EXERCISE: Find the word "example" in the records and copy every line where it occurs.
═══ MATERIAL FOR THIS EXERCISE
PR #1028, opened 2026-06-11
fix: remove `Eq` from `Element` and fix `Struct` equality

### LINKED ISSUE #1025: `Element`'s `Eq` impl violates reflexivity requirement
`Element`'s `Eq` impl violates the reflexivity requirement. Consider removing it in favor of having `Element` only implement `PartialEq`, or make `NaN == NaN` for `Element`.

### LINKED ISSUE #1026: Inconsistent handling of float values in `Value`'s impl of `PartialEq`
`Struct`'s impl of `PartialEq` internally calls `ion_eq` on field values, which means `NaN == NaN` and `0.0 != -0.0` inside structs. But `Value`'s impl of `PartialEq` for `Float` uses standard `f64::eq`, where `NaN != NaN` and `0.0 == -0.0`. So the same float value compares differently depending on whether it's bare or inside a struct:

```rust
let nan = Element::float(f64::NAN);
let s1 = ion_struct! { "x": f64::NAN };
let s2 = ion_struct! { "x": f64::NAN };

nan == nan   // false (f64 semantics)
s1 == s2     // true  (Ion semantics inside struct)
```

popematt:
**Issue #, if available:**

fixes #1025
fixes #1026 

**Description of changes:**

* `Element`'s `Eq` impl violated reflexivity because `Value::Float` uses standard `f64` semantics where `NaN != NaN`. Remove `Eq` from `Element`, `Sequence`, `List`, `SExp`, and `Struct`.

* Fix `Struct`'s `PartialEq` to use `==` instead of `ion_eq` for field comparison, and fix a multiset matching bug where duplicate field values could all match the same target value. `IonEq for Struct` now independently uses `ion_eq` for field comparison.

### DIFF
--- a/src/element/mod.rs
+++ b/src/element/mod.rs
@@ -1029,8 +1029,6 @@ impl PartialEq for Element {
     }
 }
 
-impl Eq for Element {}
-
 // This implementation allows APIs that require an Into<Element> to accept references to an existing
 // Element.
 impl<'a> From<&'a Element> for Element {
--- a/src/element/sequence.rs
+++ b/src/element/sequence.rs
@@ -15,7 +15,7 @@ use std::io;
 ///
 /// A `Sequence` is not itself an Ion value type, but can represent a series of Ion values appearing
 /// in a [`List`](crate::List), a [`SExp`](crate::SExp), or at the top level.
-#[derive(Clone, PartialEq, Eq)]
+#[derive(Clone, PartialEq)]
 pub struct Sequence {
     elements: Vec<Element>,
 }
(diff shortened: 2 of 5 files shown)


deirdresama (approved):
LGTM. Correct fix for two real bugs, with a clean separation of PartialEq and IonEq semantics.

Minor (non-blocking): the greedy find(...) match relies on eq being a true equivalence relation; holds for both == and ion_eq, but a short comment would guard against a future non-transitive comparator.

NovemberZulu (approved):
══════
═══ MATERIAL FOR THIS EXERCISE
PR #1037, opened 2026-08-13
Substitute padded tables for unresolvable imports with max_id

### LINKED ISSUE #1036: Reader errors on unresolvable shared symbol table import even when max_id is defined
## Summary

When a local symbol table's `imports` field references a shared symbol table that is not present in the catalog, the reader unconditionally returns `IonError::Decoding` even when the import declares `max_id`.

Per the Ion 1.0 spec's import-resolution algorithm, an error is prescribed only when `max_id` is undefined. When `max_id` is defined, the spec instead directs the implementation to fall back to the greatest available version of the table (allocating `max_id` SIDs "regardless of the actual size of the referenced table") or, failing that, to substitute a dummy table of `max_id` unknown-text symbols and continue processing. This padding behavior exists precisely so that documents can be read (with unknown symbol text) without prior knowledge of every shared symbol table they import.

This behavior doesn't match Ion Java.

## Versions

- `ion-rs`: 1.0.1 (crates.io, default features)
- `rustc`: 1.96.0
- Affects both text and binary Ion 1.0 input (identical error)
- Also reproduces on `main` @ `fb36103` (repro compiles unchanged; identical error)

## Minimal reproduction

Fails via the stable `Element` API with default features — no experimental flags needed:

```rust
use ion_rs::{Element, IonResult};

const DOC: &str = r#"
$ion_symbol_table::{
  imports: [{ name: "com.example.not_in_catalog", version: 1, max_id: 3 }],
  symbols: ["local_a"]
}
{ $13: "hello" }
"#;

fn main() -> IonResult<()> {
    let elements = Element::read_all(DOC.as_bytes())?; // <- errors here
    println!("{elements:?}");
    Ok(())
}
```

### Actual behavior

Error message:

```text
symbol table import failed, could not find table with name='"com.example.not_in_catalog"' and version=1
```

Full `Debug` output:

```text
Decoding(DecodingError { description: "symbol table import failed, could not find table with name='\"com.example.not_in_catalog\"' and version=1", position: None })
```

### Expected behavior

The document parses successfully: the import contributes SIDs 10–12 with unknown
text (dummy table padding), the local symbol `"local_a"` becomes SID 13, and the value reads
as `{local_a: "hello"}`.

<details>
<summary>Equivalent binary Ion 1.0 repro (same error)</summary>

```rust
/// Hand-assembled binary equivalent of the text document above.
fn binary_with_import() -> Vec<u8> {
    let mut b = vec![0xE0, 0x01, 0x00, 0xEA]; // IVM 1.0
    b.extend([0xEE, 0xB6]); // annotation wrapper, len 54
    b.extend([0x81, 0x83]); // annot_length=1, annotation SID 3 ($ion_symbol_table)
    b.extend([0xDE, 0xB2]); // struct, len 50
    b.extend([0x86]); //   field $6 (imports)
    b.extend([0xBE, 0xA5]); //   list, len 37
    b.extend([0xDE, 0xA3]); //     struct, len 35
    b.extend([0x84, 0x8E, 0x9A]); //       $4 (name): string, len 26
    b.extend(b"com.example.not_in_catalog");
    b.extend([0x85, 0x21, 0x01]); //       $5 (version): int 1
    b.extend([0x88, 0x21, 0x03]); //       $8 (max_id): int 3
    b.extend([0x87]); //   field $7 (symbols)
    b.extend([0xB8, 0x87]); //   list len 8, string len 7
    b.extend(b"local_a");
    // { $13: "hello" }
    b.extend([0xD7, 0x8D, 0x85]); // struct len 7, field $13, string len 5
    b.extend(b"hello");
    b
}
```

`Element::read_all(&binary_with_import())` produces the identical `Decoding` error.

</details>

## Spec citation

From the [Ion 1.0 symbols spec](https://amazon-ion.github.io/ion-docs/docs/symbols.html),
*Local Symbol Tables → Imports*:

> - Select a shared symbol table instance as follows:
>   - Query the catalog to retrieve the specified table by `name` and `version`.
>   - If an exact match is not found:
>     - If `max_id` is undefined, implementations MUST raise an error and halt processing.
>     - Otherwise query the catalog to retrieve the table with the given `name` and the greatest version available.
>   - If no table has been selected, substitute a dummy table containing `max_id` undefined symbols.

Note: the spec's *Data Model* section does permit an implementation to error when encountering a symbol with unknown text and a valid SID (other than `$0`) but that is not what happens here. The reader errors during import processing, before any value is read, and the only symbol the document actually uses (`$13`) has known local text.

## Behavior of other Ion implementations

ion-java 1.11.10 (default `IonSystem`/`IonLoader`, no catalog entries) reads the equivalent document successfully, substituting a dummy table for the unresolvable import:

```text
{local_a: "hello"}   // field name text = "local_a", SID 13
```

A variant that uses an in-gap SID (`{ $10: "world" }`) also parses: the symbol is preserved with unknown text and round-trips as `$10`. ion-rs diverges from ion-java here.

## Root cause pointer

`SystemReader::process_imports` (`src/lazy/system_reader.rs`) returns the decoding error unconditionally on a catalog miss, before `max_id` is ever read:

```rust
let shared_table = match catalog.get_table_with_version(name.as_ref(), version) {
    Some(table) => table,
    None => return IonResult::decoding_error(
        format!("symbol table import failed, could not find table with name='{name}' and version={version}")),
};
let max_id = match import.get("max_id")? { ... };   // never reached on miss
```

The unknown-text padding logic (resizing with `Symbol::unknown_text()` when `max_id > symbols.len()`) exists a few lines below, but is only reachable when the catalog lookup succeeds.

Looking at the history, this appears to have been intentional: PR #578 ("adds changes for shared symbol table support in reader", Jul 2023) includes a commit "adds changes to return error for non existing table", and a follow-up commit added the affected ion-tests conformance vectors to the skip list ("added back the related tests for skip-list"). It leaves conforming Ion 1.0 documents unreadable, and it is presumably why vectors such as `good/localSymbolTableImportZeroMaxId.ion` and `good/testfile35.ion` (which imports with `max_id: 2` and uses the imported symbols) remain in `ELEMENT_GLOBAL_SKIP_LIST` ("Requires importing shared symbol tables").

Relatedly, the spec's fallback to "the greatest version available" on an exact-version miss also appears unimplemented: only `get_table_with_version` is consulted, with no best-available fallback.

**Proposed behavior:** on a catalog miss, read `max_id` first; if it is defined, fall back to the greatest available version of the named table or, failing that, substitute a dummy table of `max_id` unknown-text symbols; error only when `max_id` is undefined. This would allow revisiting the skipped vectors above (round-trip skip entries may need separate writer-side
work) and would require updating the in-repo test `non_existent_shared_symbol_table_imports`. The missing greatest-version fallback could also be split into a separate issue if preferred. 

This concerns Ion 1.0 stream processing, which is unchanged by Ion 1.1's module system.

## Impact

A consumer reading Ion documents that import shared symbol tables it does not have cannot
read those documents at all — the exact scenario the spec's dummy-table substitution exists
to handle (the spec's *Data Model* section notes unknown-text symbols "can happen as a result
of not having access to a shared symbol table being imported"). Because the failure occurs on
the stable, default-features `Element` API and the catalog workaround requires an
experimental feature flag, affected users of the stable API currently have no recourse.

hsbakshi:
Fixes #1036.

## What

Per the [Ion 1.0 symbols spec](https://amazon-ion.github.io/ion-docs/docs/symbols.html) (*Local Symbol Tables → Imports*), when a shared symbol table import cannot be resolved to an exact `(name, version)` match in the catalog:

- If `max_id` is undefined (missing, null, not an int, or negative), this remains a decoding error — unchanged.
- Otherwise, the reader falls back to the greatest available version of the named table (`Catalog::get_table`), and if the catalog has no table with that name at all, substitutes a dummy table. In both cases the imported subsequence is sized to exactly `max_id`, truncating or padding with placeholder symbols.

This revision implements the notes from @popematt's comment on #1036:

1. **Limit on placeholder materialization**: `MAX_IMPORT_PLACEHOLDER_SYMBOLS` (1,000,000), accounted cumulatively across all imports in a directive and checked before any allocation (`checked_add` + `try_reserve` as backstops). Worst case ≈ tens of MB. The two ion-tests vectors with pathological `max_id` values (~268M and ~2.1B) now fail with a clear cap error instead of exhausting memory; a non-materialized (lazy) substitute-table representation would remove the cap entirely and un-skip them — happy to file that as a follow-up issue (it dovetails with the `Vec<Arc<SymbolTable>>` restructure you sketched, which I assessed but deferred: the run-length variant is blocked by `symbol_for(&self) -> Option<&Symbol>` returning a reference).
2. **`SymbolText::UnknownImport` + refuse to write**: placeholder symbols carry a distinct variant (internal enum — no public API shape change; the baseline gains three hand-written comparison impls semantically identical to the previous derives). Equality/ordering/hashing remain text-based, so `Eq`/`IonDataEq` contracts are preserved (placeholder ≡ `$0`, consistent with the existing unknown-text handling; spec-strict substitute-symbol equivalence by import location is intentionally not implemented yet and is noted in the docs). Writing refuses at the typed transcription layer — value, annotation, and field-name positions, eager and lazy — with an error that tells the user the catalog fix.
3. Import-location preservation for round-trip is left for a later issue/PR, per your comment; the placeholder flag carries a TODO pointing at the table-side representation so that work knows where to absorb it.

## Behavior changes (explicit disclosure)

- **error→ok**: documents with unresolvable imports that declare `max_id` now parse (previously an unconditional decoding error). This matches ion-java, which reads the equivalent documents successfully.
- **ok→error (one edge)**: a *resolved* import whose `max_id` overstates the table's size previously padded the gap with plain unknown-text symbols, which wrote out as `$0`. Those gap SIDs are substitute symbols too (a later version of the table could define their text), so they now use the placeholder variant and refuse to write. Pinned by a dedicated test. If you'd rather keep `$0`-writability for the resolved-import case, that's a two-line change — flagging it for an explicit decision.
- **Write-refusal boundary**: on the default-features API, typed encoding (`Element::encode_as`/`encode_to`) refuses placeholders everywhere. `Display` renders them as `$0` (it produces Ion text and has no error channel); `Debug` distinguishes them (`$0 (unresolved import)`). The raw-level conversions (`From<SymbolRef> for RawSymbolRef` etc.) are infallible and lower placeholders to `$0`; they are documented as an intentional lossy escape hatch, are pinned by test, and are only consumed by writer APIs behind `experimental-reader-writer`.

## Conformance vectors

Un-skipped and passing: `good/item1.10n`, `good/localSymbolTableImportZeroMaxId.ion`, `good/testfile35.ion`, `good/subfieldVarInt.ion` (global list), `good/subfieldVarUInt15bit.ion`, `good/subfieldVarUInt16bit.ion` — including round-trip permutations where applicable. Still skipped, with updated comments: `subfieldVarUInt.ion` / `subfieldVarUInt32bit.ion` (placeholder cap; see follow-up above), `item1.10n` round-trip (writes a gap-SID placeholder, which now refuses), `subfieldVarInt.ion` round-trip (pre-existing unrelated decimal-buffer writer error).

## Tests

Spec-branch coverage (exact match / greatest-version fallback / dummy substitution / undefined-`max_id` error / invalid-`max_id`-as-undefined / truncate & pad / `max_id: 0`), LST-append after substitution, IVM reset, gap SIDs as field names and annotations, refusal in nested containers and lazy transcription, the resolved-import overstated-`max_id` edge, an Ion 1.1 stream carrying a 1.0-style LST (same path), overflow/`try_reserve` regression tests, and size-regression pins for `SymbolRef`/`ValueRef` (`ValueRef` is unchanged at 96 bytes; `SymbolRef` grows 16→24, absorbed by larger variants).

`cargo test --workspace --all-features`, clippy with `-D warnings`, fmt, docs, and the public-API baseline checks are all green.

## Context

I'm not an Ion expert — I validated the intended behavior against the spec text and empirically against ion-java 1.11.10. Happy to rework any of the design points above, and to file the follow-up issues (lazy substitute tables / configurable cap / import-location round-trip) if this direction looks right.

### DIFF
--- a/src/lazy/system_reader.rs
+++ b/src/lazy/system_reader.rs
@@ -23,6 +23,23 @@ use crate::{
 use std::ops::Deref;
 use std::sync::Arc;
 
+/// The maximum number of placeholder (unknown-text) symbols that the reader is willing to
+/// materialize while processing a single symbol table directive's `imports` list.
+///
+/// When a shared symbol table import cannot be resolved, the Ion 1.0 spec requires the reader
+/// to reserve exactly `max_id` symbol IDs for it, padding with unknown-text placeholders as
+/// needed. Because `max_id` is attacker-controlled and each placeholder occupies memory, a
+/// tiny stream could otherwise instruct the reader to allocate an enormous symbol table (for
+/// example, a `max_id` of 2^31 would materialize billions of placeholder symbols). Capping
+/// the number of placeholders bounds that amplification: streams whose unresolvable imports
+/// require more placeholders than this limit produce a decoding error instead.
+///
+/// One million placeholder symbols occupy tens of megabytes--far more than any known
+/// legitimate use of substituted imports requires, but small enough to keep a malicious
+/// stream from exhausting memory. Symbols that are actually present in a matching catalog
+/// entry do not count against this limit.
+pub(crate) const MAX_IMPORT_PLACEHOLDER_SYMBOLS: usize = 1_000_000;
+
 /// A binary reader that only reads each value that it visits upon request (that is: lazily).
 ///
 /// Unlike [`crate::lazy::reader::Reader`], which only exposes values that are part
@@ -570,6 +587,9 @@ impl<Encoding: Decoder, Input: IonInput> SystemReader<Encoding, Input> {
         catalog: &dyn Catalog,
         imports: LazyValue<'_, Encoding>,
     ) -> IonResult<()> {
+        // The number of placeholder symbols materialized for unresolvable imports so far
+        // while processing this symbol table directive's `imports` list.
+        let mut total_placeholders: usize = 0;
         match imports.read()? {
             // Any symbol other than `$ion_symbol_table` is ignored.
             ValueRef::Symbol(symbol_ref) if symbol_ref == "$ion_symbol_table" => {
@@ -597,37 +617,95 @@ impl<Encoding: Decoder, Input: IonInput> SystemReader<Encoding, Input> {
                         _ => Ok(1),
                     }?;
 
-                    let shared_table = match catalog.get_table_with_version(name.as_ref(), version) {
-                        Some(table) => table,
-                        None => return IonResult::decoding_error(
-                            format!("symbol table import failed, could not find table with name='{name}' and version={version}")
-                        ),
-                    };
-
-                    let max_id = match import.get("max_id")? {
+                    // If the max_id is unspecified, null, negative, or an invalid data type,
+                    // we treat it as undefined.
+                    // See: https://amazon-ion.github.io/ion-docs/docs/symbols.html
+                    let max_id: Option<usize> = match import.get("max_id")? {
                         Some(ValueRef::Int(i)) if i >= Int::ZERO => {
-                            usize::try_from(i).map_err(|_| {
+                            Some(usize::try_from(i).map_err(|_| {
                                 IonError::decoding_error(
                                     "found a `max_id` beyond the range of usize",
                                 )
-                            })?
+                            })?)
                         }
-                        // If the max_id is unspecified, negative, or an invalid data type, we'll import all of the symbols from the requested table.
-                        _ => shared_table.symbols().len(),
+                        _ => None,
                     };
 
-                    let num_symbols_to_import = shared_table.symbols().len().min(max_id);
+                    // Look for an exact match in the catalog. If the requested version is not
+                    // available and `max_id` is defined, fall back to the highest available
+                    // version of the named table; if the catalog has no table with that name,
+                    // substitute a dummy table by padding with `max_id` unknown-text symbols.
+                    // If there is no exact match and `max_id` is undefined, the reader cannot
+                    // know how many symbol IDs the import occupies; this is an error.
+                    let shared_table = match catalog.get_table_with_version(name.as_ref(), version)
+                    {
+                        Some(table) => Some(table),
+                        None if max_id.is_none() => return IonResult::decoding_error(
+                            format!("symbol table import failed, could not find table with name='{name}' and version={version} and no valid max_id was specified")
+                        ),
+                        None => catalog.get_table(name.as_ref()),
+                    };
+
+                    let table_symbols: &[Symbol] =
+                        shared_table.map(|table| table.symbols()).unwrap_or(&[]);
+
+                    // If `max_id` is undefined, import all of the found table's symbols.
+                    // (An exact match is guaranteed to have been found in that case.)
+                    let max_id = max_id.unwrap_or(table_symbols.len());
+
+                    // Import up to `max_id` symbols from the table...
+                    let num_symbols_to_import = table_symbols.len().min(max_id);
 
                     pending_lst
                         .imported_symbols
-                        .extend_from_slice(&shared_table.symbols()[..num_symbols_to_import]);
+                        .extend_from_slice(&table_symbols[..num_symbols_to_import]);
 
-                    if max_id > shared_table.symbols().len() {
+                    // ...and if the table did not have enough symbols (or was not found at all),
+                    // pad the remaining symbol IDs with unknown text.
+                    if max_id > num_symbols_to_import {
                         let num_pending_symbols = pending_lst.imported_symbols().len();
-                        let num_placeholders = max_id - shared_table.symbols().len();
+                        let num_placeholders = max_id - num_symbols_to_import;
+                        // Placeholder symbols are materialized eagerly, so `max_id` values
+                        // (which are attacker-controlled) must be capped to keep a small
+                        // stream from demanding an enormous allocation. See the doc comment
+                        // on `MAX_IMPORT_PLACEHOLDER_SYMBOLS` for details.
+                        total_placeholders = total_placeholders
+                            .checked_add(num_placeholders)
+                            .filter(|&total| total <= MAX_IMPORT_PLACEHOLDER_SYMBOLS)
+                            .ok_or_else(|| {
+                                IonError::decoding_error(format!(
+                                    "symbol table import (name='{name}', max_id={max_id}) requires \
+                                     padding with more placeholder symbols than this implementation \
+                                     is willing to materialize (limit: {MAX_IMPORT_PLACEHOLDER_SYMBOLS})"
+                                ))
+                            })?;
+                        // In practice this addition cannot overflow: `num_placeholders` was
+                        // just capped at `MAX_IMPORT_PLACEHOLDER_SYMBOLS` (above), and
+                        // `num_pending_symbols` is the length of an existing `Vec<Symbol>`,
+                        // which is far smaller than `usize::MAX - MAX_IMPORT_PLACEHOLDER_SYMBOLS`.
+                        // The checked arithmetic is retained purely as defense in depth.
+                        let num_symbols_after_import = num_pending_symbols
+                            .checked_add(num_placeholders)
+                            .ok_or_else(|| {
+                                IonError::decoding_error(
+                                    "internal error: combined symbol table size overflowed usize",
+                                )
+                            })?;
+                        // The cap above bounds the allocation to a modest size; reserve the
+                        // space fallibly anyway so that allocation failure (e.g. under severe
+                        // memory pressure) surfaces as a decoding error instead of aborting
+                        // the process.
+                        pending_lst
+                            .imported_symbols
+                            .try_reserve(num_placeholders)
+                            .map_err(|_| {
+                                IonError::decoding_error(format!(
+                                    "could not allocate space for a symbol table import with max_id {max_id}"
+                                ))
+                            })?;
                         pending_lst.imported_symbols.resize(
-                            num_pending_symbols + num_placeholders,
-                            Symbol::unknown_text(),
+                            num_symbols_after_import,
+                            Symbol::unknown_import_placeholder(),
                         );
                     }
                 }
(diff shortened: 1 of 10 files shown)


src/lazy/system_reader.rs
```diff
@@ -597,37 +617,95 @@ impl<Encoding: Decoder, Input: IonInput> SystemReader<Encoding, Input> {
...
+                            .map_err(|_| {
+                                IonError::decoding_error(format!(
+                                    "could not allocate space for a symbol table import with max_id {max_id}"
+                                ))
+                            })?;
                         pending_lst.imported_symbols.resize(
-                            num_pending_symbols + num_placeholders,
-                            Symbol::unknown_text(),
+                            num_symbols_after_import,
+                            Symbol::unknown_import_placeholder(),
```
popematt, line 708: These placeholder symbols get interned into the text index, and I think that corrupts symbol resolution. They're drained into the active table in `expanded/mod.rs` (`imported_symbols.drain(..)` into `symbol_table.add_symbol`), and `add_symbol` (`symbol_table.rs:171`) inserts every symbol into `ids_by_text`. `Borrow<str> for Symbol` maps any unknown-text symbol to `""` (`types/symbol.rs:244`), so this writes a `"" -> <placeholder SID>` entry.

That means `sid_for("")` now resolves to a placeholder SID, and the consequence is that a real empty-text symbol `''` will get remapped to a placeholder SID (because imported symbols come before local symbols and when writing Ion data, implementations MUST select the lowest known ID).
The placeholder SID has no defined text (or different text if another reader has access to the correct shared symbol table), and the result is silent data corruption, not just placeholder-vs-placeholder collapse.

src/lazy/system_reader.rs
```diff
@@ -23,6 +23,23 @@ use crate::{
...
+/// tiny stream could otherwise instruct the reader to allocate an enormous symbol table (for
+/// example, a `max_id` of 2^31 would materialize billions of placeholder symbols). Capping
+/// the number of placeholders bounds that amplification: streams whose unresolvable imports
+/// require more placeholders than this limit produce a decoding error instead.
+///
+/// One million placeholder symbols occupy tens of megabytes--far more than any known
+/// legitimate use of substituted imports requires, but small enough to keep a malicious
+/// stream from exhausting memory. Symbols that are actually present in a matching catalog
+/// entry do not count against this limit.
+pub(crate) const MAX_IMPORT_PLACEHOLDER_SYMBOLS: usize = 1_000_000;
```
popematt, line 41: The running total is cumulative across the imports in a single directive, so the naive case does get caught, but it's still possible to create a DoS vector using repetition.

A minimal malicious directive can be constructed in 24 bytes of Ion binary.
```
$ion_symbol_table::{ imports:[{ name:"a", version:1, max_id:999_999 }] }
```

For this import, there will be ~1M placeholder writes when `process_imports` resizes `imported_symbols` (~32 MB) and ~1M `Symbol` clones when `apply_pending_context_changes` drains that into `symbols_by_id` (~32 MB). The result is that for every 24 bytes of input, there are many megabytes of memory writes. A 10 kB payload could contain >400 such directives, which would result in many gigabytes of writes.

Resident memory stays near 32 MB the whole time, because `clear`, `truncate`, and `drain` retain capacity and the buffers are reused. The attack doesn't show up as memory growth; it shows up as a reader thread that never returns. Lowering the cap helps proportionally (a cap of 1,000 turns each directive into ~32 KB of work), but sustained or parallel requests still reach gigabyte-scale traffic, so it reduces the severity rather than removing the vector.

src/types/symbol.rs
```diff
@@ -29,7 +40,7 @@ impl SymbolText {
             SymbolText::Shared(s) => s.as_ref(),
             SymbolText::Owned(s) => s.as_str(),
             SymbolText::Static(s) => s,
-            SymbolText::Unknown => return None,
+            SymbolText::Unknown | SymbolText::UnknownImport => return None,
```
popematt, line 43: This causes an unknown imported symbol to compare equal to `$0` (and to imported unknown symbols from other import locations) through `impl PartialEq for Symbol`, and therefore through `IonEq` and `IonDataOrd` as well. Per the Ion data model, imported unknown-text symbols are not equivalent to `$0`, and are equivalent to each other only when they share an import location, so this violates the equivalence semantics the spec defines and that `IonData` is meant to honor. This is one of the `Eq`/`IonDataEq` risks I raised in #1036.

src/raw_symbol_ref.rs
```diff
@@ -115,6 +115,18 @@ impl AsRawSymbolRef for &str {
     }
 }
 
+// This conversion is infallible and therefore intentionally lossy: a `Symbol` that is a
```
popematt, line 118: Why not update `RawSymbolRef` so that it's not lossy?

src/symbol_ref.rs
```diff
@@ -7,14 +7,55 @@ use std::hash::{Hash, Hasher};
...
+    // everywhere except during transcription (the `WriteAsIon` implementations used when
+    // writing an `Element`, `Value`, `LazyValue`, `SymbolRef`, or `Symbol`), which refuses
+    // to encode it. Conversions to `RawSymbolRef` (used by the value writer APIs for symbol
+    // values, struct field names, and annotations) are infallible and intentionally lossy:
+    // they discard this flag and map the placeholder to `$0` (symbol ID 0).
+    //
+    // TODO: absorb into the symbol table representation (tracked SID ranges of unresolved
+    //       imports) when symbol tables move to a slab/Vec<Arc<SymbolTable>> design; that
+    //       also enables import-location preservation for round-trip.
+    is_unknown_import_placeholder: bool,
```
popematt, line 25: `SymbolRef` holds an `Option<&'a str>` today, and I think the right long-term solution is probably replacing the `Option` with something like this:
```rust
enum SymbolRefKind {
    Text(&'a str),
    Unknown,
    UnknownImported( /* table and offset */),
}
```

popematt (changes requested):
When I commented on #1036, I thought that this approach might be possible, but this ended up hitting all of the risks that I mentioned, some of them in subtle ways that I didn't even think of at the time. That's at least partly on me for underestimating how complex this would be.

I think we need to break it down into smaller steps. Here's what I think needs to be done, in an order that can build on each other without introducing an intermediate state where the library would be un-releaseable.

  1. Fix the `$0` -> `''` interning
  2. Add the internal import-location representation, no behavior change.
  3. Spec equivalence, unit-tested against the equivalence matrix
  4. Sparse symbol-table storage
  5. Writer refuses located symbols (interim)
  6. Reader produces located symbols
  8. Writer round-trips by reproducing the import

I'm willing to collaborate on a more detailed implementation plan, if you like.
══════
SOLUTION:
  imports: [{ name: "com.example.not_in_catalog", version: 1, max_id: 3 }],
symbol table import failed, could not find table with name='"com.example.not_in_catalog"' and version=1
Decoding(DecodingError { description: "symbol table import failed, could not find table with name='\"com.example.not_in_catalog\"' and version=1", position: None })
    b.extend(b"com.example.not_in_catalog");
+/// example, a `max_id` of 2^31 would materialize billions of placeholder symbols). Capping
+/// example, a `max_id` of 2^31 would materialize billions of placeholder symbols). Capping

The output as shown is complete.